52%-tarief inkomstenbelasting eerder bereikt

In tegenstelling tot al eerder aangenomen plannen zal het 52%-tarief in de inkomstenbelasting in 2017 niet beginnen bij € 67.472 maar al bij € 67.072. Overigens is al in eerdere plannen aangenomen dat de schijf hieronder 40,80% bedraagt in 2017 (2016 40,40%).

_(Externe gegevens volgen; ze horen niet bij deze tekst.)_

Issue #86, opened 2026-01-06
Add simple end-to-end example of DP training of a transformer


ryan112358:
We need a realistic example usage of the library that is simple (ideally 1 file) and easily forkable so that people can easily modify the training loop for research purposes. It should use the Jax privacy core library components rather than the higher level keras_api, the latter is primary for a managed training loop experience, and customization is harder / requires modifications to the Jax privacy core library.

PR #90, opened 2026-01-08
feat: add `examples/dp_sgd_transformer.py` for DP training of a transformer.

Neerajpathak07:
Fixes:- #86

> What is the purpose of this pull request?

This pull request:-

- Adds a single file to `jax_privacy/examples` to add a simple end-to-end and realistic example usage of the library.
- Utilizes core components like, `optax`, `clipped_grad` & `noise_addition`.
- References:- https://github.com/google-deepmind/jax_privacy/blob/main/examples/jax_api_example.py.

### DIFF
--- a/examples/dp_logistic_regression.py
+++ b/examples/dp_logistic_regression.py
@@ -14,6 +14,8 @@
 
 """Trains a logistic regression model with DP-BandMF."""
 
+from typing import Any, Mapping, Tuple
+
 from absl import app
 import jax
 import jax.numpy as jnp
@@ -22,7 +24,6 @@ from jax_privacy import batch_selection
 from jax_privacy.experimental import execution_plan
 import numpy as np
 import optax
-
 
 USERS = 100_000
 FEATURES = 10
@@ -39,14 +40,22 @@ L2_CLIP_NORM = 1.0
 PADDING_MULTIPLE = 32
 
 
-def logistic_loss(params, feature_matrix, labels):
+def logistic_loss(
+    params: Mapping[str, jax.Array],
+    feature_matrix: jax.Array,
+    labels: jax.Array,
+) -> jax.Array:
   logits = jnp.dot(feature_matrix, params['weights']) + params['bias']
   y_pred = 1 / (1 + jnp.exp(-logits))
   y_pred = jnp.clip(y_pred, a_min=1e-6, a_max=1 - 1e-6)
   return -jnp.mean(labels * jnp.log(y_pred) + (1 - labels) * jnp.log1p(-y_pred))
 
 
-def create_benchmark(samples: int, features: int, seed: int = 0):
+def create_benchmark(
+    samples: int,
+    features: int,
+    seed: int = 0,
+) -> Tuple[Mapping[str, jax.Array], jax.Array, jax.Array]:
   """Creates a simple logistic regression model and training data."""
   key = jax.random.key(seed)
   data_key, params_key = jax.random.split(key)
@@ -90,7 +99,13 @@ def main(_):
   privatizer = plan.noise_addition_transform
 
   @jax.jit
-  def update_fn(params, batch, is_padding_example, noise_state, opt_state):
+  def update_fn(
+      params: Mapping[str, jax.Array],
+      batch: Tuple[jax.Array, jax.Array],
+      is_padding_example: jax.Array,
+      noise_state: Any,
+      opt_state: optax.OptState,
+  ) -> Tuple[Mapping[str, jax.Array], Any, optax.OptState]:
     x, y = batch
     clipped_grad = grad_fn(params, x, y, is_padding_example=is_padding_example)
 
--- a/examples/jax_api_example.py
+++ b/examples/jax_api_example.py
@@ -25,6 +25,8 @@ w and b should be very close to the true w and b (max absolute error should be
 smaller than 0.3).
 """
 
+from typing import Any, Mapping, Tuple
+
 from absl import app
 import dp_accounting
 import jax
@@ -38,7 +40,7 @@ from jax_privacy.accounting import calibrate
 import tensorflow as tf
 
 
-def init_model_params():
+def init_model_params() -> Mapping[str, jax.Array]:
   """Initializes the model's weight (w) and bias (b)."""
   key = random.key(12)
   w_key, b_key = random.split(key)
@@ -47,18 +49,23 @@ def init_model_params():
   return {"w": w, "b": b}
 
 
-def model(params, x):
+def model(params: Mapping[str, jax.Array], x: int) -> int:
   """Defines the linear regression model."""
   return params["w"] * x + params["b"]
 
 
-def loss_fn(params, x, y):
+def loss_fn(params: Mapping[str, jax.Array], x: int, y: int) -> jax.Array:
   """Calculates the mean squared error loss."""
   predictions = model(params, x)
   return jnp.mean((predictions - y) ** 2)
 
 
-def load_data(num_samples, true_w=2.0, true_b=1.0, noise_std=0.1):
+def load_data(
+    num_samples: Any,
+    true_w: float = 2,
+    true_b: float = 1,
+    noise_std: float = 0.1,
+) -> Tuple[jax.Array, jax.Array]:
   """Generates synthetic linear regression data."""
   key = random.key(3)
   x = random.uniform(key, (num_samples,), minval=0.0, maxval=10.0)
@@ -67,7 +74,11 @@ def load_data(num_samples, true_w=2.0, true_b=1.0, noise_std=0.1):
   return x, y
 
 
-def batch_dataset(x, y, batch_size):
+def batch_dataset(
+    x: jax.Array,
+    y: jax.Array,
+    batch_size: int,
+) -> tf.data.Dataset:
   """Batches the data into batches of the given size."""
   return (
       tf.data.Dataset.from_tensor_slices((x, y))
@@ -77,13 +88,17 @@ def batch_dataset(x, y, batch_size):
   )
 
 
-def updated_model_params(model_params, noisy_grads):
+def updated_model_params(
+    model_params: Mapping[str, jax.Array],
+    noisy_grads: Mapping[str, jax.Array],
+) -> Mapping[str, jax.Array]:
   """Updates the model parameters using the given gradients."""
   lr = 0.001
   return jax.tree.map(lambda p, g: p - lr * g, model_params, noisy_grads)
 
 
 def main(_):
+
   true_w = 2.0
   true_b = 1.0
   num_epochs = 100
@@ -127,7 +142,12 @@ def main(_):
   noise_state = privatizer.init(model_params)
 
   @jax.jit
-  def dp_update_step(model_params, batch_x, batch_y, noise_state):
+  def dp_update_step(
+      model_params: Mapping[str, jax.Array],
+      batch_x: jax.Array,
+      batch_y: jax.Array,
+      noise_state: Any,
+  ) -> Tuple[Mapping[str, jax.Array], jax.Array, Any]:
     """Updates the model parameters using DP-SGD."""
     grads, aux_outputs = grad_and_value_fn(model_params, batch_x, batch_y)
     loss = aux_outputs.values.mean()
@@ -139,7 +159,11 @@ def main(_):
   # DP only end.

Wijzigingen heffingskortingen

De maximale algemene heffingskorting gaat in 2017 omhoog naar € 2.254 (2016: € 2.242). Overigens blijft de afbouw in de algemene heffingskorting (in 2017 4,787%) bestaan, zodat ook in 2017 vanaf een inkomen van rond de € 67.000 geen recht meer bestaat op de algemene heffingskorting.

De maximale arbeidskorting gaat omhoog naar € 3.223 (en dus niet naar de in eerdere plannen al aangenomen € 3.269). Het startpunt van de afbouw van de arbeidskorting wordt verlaagd van € 34.015 naar € 32.444. Dit betekent dat de arbeidskorting al vanaf een inkomen vanaf € 32.444 steeds met 3,6% van het inkomen boven dit bedrag wordt verlaagd. Vanaf een inkomen van € 121.972 bedraagt de arbeidskorting in 2017 nihil.

De ouderenkorting wordt voor verzamelinkomens van niet meer dan € 36.057 in 2017 verhoogd van € 1.187 naar € 1.292.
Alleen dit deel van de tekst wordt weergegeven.